For the most part, the analysis you find here on Sino-NK is buttressed and underpinned by the tried and tested authority of the peer review and the rigor of functional and reliable academic methodology. What goes necessarily unseen is the peer-review process itself. Indeed, the research projects which generate the material which finds its way onto Sino-NK are themselves the result of applications to much more august accumulations of academic and empirical authority. The Academy of Korean Studies (AKS) is for the field of Korean Studies one such locus of enterprise, legitimacy and funding. Founded back in 1978 during the reign of Park Chung-hee, AKS from its verdant, beautiful home in Seongnam (southeast of Seoul) has sought to support and foster the development of contemporary academic analysis of the Korean Peninsula.

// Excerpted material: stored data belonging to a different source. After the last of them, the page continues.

PR #77, opened 2016-12-22
Enable McBits on Windows

christianpaquin:
Modified Visual Studio projects to accommodate McBits, and added instructions on how to obtain and link libsodium on Windows. I tested the integration and it worked.

PR #1588, opened 2023-10-20
Update XMSS secret key object APIs, sync with LMS 

ducnguyen-sb:
# XMSS changes

## Changelogs

- Made code compatible with MSVC in order to merge into `main` branch: Remove variable length array in `XMSS/external/` by converting them to `malloc/calloc` and `OQS_insecure_free()`
- Cleaned up unused files: `sign.c` and `sign.h`. 
- Fixed all segfaults. 
- Added `katfile` to test that takes too long to generate a key pair. 
- Removed a lot of LOC, so the code base of XMSS parameters are shorter, and easier to edit. 
- Changed in memory allocation: `sk->secret_key_data` is allocated by default. The `OQS_SECRET_KEY_XMSS_deserialize_key` is simply copy memory, instead of allocation new memory and copy. I think this should also be applied to LMS as well. I see it’s error-prone and inefficient to allocate memory each time the `deserialize` happens. 

## Tests

This code will work with either `OQS_USE_PTHREADS_IN_TESTS` on or off. I tested both cases.


src/sig_stfl/sig_stfl.h
```diff
@@ -271,26 +271,29 @@ typedef struct OQS_SIG_STFL_SECRET_KEY {
...
 	 * Secret Key retrieval Function
 	 *
 	 * @param[in] sk The secret key represented as OQS_SIG_STFL_SECRET_KEY object
 	 * @param[out] sk_len length of private key as a byte stream
 	 * @param[out] sk_buf_ptr pointer to private key data as a byte stream
 	 * @returns length of key material data available
-	 * Caller deletes the buffer if memory was allocated.
+	 * Caller is responsible to **unallocate** the pointer to buffer `sk_buf_ptr`.
 	 */
-	OQS_STATUS (*serialize_key)(const OQS_SIG_STFL_SECRET_KEY *sk, size_t *sk_len, uint8_t **sk_buf_ptr);
```
ashman-p, line 283: Any reason to not keep this a 'const'?

ashman-p (approved):

src/sig_stfl/sig_stfl.h
ducnguyen-sb: Yeah @ashman-p , because we modify the `sk->is_locked` variable, so I have to remove the `const`. what do you think?

src/sig_stfl/xmss/sig_stfl_xmss_secret_key_functions.c
```diff
@@ -27,37 +87,65 @@ OQS_STATUS OQS_SECRET_KEY_XMSS_serialize_key(const OQS_SIG_STFL_SECRET_KEY *sk,
...
+	sk->secret_key_data = NULL;
+}
 
-	return OQS_SUCCESS;
+void OQS_SECRET_KEY_XMSS_activate_lock(OQS_SIG_STFL_SECRET_KEY *sk) {
+	if (sk == NULL) {
+		return;
+	}
+
+	if (sk->is_locked == false) {
```
ashman-p, line 130: Not I understand this. If the mutex is already locked subsequent lock requests are ignored?

src/sig_stfl/sig_stfl.h
```diff
@@ -165,7 +165,7 @@ OQS_API int OQS_SIG_STFL_alg_is_enabled(const char *method_name);
  */
 typedef struct OQS_SIG_STFL {
 
-	/** A local ordinal representing the LMS parameter of the signature scheme. */
+	/** A local ordinal representing the OID parameter of the signature scheme. */
```
baentsch, line 168: Is there a place where I can read up what an "OID" is in this context? 32bits are surely not enough to represent an ASN.1 OID. When looking around, I found `sig_stfl_xmss.h`: If this header file is meant to document the externally usable API (?), it IMO needs quite a bit more documentation to be of help to any user. Please consider adding this before considering a merge to "main". Apologies for possibly jumping the gun here, but you asked me for review. Or was this unintended?

src/sig_stfl/xmss/sig_stfl_xmss_secret_key_functions.c
ducnguyen-sb: Correct. May be it's not the best way, I need to the `is_locked` variable to be thread-safe here. 
Back to the logic: 
I think if we lock the secret key, we would need only one lock. 
So if the key is locked, then the subsequent lock won't need to lock it again until the lock is released.

src/sig_stfl/sig_stfl.h
ducnguyen-sb: @baentsch , you're right. Thanks for your review, I will update the comment. 
The intended idea of "OID" is it's only for the `external/`, it should not be understood or related to ASN.1 OID.

src/sig_stfl/xmss/sig_stfl_xmss_secret_key_functions.c
ashman-p: For my understanding ... You added this logic to prevent a crash?
The way the code is currently, another thread would be allowed to access the already locked secret key. This not what we would want.
Secondly, the current thread, holding the lock, should only try to call activate_lock once unless there is some recursive calls using the same key. I would expect the system to handle that case. And if the 'activate_lock' is called by another thread, then we want it blocked.
Thats my understanding on the behavior we want. Your thoughts?

ducnguyen-sb: > For my understanding ... You added this logic to prevent a crash?

I added this to mainly prevent a hang. 

>  The way the code is currently, another thread would be allowed to access the already locked secret key. This not what we would want.

I agree totally.

> Secondly, the current thread, holding the lock, should only try to call activate_lock once unless there is some recursive calls using the same key. I would expect the system to handle that case. And if the 'activate_lock' is called by another thread, then we want it blocked.

That's right, it's my ultimate goal as well. I'm not sure the current approach is the best approach, it's mainly to avoid the hang. Feel free to edit the code, I have basic knowledge with mutex so I think I'm not doing the right job here.

src/sig_stfl/sig_stfl.h
ducnguyen-sb: Updated in https://github.com/open-quantum-safe/liboqs/pull/1588/commits/8e422a569c96a9d6254a0274d84b01ac3884af1e

src/sig_stfl/xmss/sig_stfl_xmss_secret_key_functions.c
ashman-p: Do you have a backtrace of the actual hang?

ducnguyen-sb: Hmm, I don't have a backtrace. I remember that if I comment out the `if is_lock == false` check in both activate/deactivate locks then it will hang.

ashman-p: Can you use gdb to get the traceback?

ashman-p: Can you rerun your test with but comment out the call to "activate_lock" from 	OQS_SECRET_KEY_XMSS_activate_lock(sk); at line #77  in sig_stfl_xmss_secret_key_functions.c

ducnguyen-sb: image

I'm having a mac with me right now so it's LLDB.

ducnguyen-sb: > Can you rerun your test with but comment out the call to "activate_lock" from OQS_SECRET_KEY_XMSS_activate_lock(sk); at line https://github.com/open-quantum-safe/liboqs/pull/77 in sig_stfl_xmss_secret_key_functions.c

I commented out the `activate_lock` and `activate_unlock`, it works normally.

ashman-p: Can you rebuild with debug symbols? Maybe CFLAGS="-g -O0"

ducnguyen-sb: I think it's better if you jump into the current branch and asset the hang. 
After you build, run the command below to reproduce

```
$gdb ./build/tests/test_sig_stfl XMSS-SHA2_10_256 tests/KATs/sig_stfl/xmss/XMSS-SHA2_10_256.rsp
```

ashman-p: Looks like we just need to use a recursive mutex.

ashman-p: @ducnguyen-sb can you take a look at the tests that are timing out?

ducnguyen-sb: Yup, I think I know why. Will update asap.

ducnguyen-sb: Okay, today I have time to analyze deeper this problem. 
Turn out, using RECURSIVE MUTEX increase runtime significantly. 

Benchmark all XMSS parameters in my M1 Mac.

- No thread test: 82 seconds
- With RECURSIVE MUTEX: 120 seconds (50% increase)
- Rearrange function, simple MUTEX; 120 seconds.  (50% increase)

So basically it's time out because of the use of MUTEX. 
I think the solution here is to increase timeout a little bit more.

ashman-p (approved):

ducnguyen-sb:
I don't know why the test duration increase by 50%.
I think our case is simple enough to use recursive mutex and it's nicer to do so. 
I guess the major time execution is thread state management. We can improve the our test with thread to see if it's better.

I'll think about it, if we are short on time then increase runtime is another solution.

ducnguyen-sb:
@ashman-p , I removed the recursive mutex, it works right away. 
To do so, I create an `inner_serialize` function, which is identical to `serialize` except the `acquire_lock` and `release_lock`. 

Other than that I simplify the logic code in `test_sig_stfl.c`. I think you would want to take a look at it. 
For short, let's just use a the simple mutex.

ashman-p:
> @ashman-p , I removed the recursive mutex, it works right away. To do so, I create an `inner_serialize` function, which is identical to `serialize` except it does not have the `acquire_lock` and `release_lock` functions.
> 
> Other than that I simplify the logic code in `test_sig_stfl.c`. I think you would want to take a look at it. For short, let's just use a the simple mutex.

Yep, this sounds good. Thank you.

ashman-p (commented):
Looks good. Thanks.

ashman-p (approved):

It is with great pleasure, therefore, that the Yongusil can announce the successful application of a team from Sino-NK to the Academy of Korean Studies 2015-2016 Korean Studies Grant Programme. Editor-in-Chief Dr. Adam Cathcart, Co-Editor Christopher Green, and Managing Editor Steven Denney have been awarded a competitive research grant to engage in a project entitled “Reproducing Contested Identities and Social Structures on the Korean Peninsula.”
[Korean Studies] [Softwar] [ROK]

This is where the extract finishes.